4D layer normalization has specific applications in computer vision tasks:

-   **Vision Transformers**: Some vision transformer variants apply layer normalization to 4D feature maps instead of flattening them.
-   **Style Transfer**: Normalizing feature maps across spatial and channel dimensions for style transfer applications.
-   **Feature Normalization**: Normalizing intermediate feature maps in CNNs for improved training stability.
-   **Attention Mechanisms**: Some spatial attention mechanisms benefit from normalized 4D feature representations.
-   **Multi-Scale Processing**: When processing features at different spatial scales, 4D layer normalization can provide consistent normalization.

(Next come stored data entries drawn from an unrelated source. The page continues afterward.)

PR #396, opened 2024-09-02
Add capabilities service

nsklikas:
IAM-971

### DIFF
--- a/pkg/capabilities/service.go
+++ b/pkg/capabilities/service.go
@@ -1,0 +1,44 @@
+// Copyright 2024 Canonical Ltd.
+// SPDX-License-Identifier: AGPL-3.0
+
+package capabilities
+
+import "github.com/canonical/rebac-admin-ui-handlers/v1/resources"
+
+type V1Service struct{}
+
+const APIPrefix = "/api/v1"
+
+func (s *V1Service) ListCapabilities() ([]resources.Capability, error) {
+	result := []resources.Capability{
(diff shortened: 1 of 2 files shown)


pkg/capabilities/service.go
```diff
@@ -0,0 +1,44 @@
...
+		{Endpoint: APIPrefix + "/roles", Methods: []resources.CapabilityMethods{"GET", "POST"}},
+		{Endpoint: APIPrefix + "/roles/{id}", Methods: []resources.CapabilityMethods{"GET", "PUT", "DELETE"}},
+		{Endpoint: APIPrefix + "/roles/{id}/entitlements", Methods: []resources.CapabilityMethods{"GET", "PATCH"}},
+		{Endpoint: APIPrefix + "/entitlements", Methods: []resources.CapabilityMethods{"GET"}},
+		{Endpoint: APIPrefix + "/entitlements/raw", Methods: []resources.CapabilityMethods{"GET"}},
+		{Endpoint: APIPrefix + "/resources", Methods: []resources.CapabilityMethods{"GET"}},
+	}
+
+	return result, nil
+}
```
shipperizer, line 38: instead of this i think we go with the `inferCapabilities` that is the default on on the handler if the Capabilities service is nil

we need to open a bug in there tp make sure that supports the prefix

nsklikas:
Opened issue https://github.com/canonical/rebac-admin-ui-handlers/issues/25

nsklikas:
Closing this. The library should append the prefix baseURL to the auto-generated capabilities as indicated in the issue opened.

PR #402, opened 2024-09-06
feat: add entitlements service by Rebac

wood-push-melon:


pkg/entitlements/service.go
```diff
@@ -0,0 +1,145 @@
...
+		return nil, v1.NewAuthorizationError("unauthorized")
+	}
+
+	results := make(chan *pool.Result[any], len(ObjectTypes))
+	wg := sync.WaitGroup{}
+	wg.Add(len(ObjectTypes))
+
+	for _, objectType := range ObjectTypes {
+		_, err := s.wpool.Submit(
+			s.listEntitlementsByObjectTypeFunc(ctx, fmt.Sprintf("user:%s", principal.Identifier()), objectType, *params.Filter),
```
shipperizer, line 51: in this case instead of returning a proper tuple we should parse the schema and have 

`client`, `can_view`, `user,group#member,role#assignee`
`client`, `can_create`, `user,group#member,role#assignee`
`client`, `can_edit`, `user,group#member,role#assignee`

so no real tuples but the definition of the types

wood-push-melon: Completely misunderstood what this API tries to do 😅. I will change it.

pkg/entitlements/service.go
```diff
@@ -0,0 +1,112 @@
...
+	tracer  trace.Tracer
+	monitor monitoring.MonitorInterface
+	logger  logging.LoggerInterface
+}
+
+func (s *V1Service) ListEntitlements(ctx context.Context, params *resources.GetEntitlementsParams) ([]resources.EntitlementSchema, error) {
+	ctx, span := s.tracer.Start(ctx, "entitlements.V1Service.ListEntitlements")
+	defer span.End()
+
+	authModel, err := s.ofga.ReadModel(ctx)
```
shipperizer, line 29: model is immutable so probably good to make this an attribute if the struct

pkg/entitlements/service.go
```diff
@@ -0,0 +1,112 @@
...
+			receivers := buildReceivers(relationReferences)
+			entitlementSchema := resources.EntitlementSchema{
+				Entitlement:  relation,
+				EntityType:   typeDef.Type,
+				ReceiverType: receivers,
+			}
+
+			entitlementSchemas = append(entitlementSchemas, entitlementSchema)
+		}
+	}
```
shipperizer, line 57: following up on point above, we should probably cache this so we don't repeat it every time it gets called

shipperizer (commented):
model is immutable, so I'd say we make this an attribute of the struct

shipperizer (approved):

BarcoMasile (approved):

PR #412, opened 2024-09-13
IAM-1054 add the create-identity CLI

wood-push-melon:
The pull request tries to add the CLI `create-identity` which aligns with what the corresponding HTTP API does.

### DIFF
--- a/cmd/createIdentity.go
+++ b/cmd/createIdentity.go
@@ -1,0 +1,146 @@
+package cmd
+
+import (
+	"context"
+	"encoding/json"
+	"fmt"
+	"io"
+	"os"
+
+	"github.com/canonical/identity-platform-admin-ui/internal/authorization"
+	"github.com/canonical/identity-platform-admin-ui/internal/config"
+	"github.com/canonical/identity-platform-admin-ui/internal/kratos"
+	"github.com/canonical/identity-platform-admin-ui/internal/logging"
+	"github.com/canonical/identity-platform-admin-ui/internal/mail"
+	"github.com/canonical/identity-platform-admin-ui/internal/monitoring"
+	"github.com/canonical/identity-platform-admin-ui/internal/openfga"
+	"github.com/canonical/identity-platform-admin-ui/internal/pool"
+	"github.com/canonical/identity-platform-admin-ui/internal/tracing"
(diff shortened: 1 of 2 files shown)


cmd/createIdentity.go
```diff
@@ -0,0 +1,146 @@
...
+	"github.com/canonical/identity-platform-admin-ui/internal/pool"
+	"github.com/canonical/identity-platform-admin-ui/internal/tracing"
+	"github.com/canonical/identity-platform-admin-ui/pkg/identities"
+	"github.com/kelseyhightower/envconfig"
+	kClient "github.com/ory/kratos-client-go"
+	"github.com/spf13/cobra"
+)
+
+var createIdentityCmd = &cobra.Command{
+	Use:   "create-identity [jsonfile]",
```
BarcoMasile, line 26: super small suggestion, feel free to ignore:
```suggestion
	Use:   "create-identity [path/to/file.json]",
```

so we explicit it's a path

BarcoMasile (approved):
Well done!

nsklikas (dismissed):
LGTM. It feels a little awkward to have to define these many env vars to call a CLI command, but there is not much we can do.

cmd/createIdentity.go
```diff
@@ -0,0 +1,146 @@
...
+	},
+	"credentials"": {
+		"password": {
+			"config": {
+				"password": "bar"
+			}
+		}
+	}
+}
+EOF
```
nsklikas, line 44: thought: Would it make sense to simplify this by asking the user to inject it via command args? eg:
`admin-ui create user --password 123 --schema-id default --trait email=foo@example.com --trait name=Bob --trait phone=1234`

wood-push-melon: yeah, however it would be a little difficult to represent nested traits I guess (correct me if I'm wrong). And the `trait` argument might go with a very long list.

We can update it whenever we find json input does not work conveniently. (changes will be limited to the argument parsing parting.)

cmd/createIdentity.go
wood-push-melon: let me update it.

nsklikas (approved):

shipperizer (approved):

PR #419, opened 2024-09-19
feat: introduce hierarchy for can_relations

BarcoMasile:
## Description
This PR introduces a hierarchy for all `can_*` relations in the OpenFGA authorization model.
The hierarchy is as follows
- if a user can delete an object (top permission for can_* permission) then the user can also edit it
- if a user can edit an object, then the user can also view it
- if a user can view an object, the user doesn't inherit additional permissions from this relation only

So: `can_delete` >> `can_edit` >> `can_view`
Can create is not touched by this since it gets special treatment in the implementation.

## Why
This is done with the intention of simplifying both user experience and developer life when it comes to reasoning about user authorization based on entitlements.
This way we can rely on some simple implications to treat entitlements. Also, this allows us to not crowd the OpenFGA store with "same user" tuples.

### DIFF
--- a/internal/authorization/schema.openfga
+++ b/internal/authorization/schema.openfga
@@ -14,9 +14,9 @@ type role
 
     define can_create: [user, role#assignee, group#member] or admin from privileged
     define can_delete: [user, role#assignee, group#member] or admin from privileged
-    define can_edit: [user, role#assignee, group#member] or admin from privileged
-    define can_view: [user, user:*, role#assignee, group#member] or admin from privileged
-    
+    define can_edit: [user, role#assignee, group#member] or can_delete or admin from privileged
+    define can_view: [user, user:*, role#assignee, group#member] or can_edit or admin from privileged
+
 type group
  relations
     define privileged: [privileged]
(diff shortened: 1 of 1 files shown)


nsklikas (dismissed):
No problem with this, but I have a question:
What is the upgrade path for this? This is a question for the charm, but I am curious to know

BarcoMasile:
> No problem with this, but I have a question: What is the upgrade path for this? This is a question for the charm, but I am curious to know

@nsklikas it should suffice to just apply the new authorization model. It should not cause conflicts (OpenFGA handles multiple authorization model weird for what I remember).
We could technically dump the database tuples content, and re-apply the content after the upgrade, since the previous tuples would be 100% valid even after the change.
But this should be investigated, thanks for raising this!

shipperizer:
> No problem with this, but I have a question: What is the upgrade path for this? This is a question for the charm, but I am curious to know

afaik the upgrade of the model brings the tuples with it, we would have to trigger the right relationship refresh to communicate the app(s) that the model id has changed

in our specific case, this would trigger a clash as we do the model validation at runtime, so it's not something that can be orchestrated without scheduled downtime

question is: do we validate the model consistency or we rely on openfga blindly?

internal/authorization/schema.openfga
```diff
@@ -14,71 +14,71 @@ type role
 
     define can_create: [user, role#assignee, group#member] or admin from privileged
     define can_delete: [user, role#assignee, group#member] or admin from privileged
-    define can_edit: [user, role#assignee, group#member] or admin from privileged
-    define can_view: [user, user:*, role#assignee, group#member] or admin from privileged
-    
+    define can_edit: [user, role#assignee, group#member] or admin from privileged or can_delete
```
shipperizer, line 17:
```suggestion
    define can_edit: [user, role#assignee, group#member] or can_delete or admin from privileged 
```


dont hate me

BarcoMasile: I do but I'll change it anyway 😃

shipperizer:
side note, when we create a resource what tuples do we assign ?is it can view and can edit?if yes we can drop the first

BarcoMasile:
> side note, when we create a resource what tuples do we assign ?is it can view and can edit?if yes we can drop the first
> 
> https://github.com/canonical/identity-platform-admin-ui/blob/main/internal%2Fauthorization%2Fresource_manager.go#L23

@shipperizer for groups and roles we only add `can_view` for the newly created object

shipperizer:
> > side note, when we create a resource what tuples do we assign ?is it can view and can edit?if yes we can drop the first
> > 
> > https://github.com/canonical/identity-platform-admin-ui/blob/main/internal%2Fauthorization%2Fresource_manager.go#L23
> 
> @shipperizer for groups and roles we only add `can_view` for the newly created object

was more concerned about the other non OpenFGA backed resources, but, for roles and groups are we ok with can view only?

PR #420, opened 2024-09-20
WD-15023 - chore: set up MJML

huwshimi:
## Changes

Set up MJML email template builder (note: no templates have been added yet).

https://warthogs.atlassian.net/browse/WD-15023

### DIFF
--- a/internal/mail/Makefile
+++ b/internal/mail/Makefile
@@ -1,8 +1,0 @@
-MJML=npx mjml
-MJML_FILES=$(wildcard mjml/*.mjml)
-HTML_DIR=html
-
-build:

## Comparison with Other Normalizations for 4D Tensors

| Normalization | Reduction Dimensions | Parameter Shape | Batch Dependence |
|---------------|---------------------|-----------------|------------------|
| **BatchNorm** | `[N, H, W]` per channel | `[C]` | Yes |
| **LayerNorm (2D)** | `[C, H, W]` per sample | `[C, H, W]` or `[C]` | No |
| **LayerNorm (4D)** | `[C, H, W]` per sample | `[C, H, W]` or variants | No |
| **InstanceNorm** | `[H, W]` per channel per sample | `[C]` | No |
| **GroupNorm** | Groups of channels per sample | `[C]` | No |

4D layer normalization provides batch-independent normalization while maintaining the spatial structure of the data, making it valuable for applications where spatial relationships are important.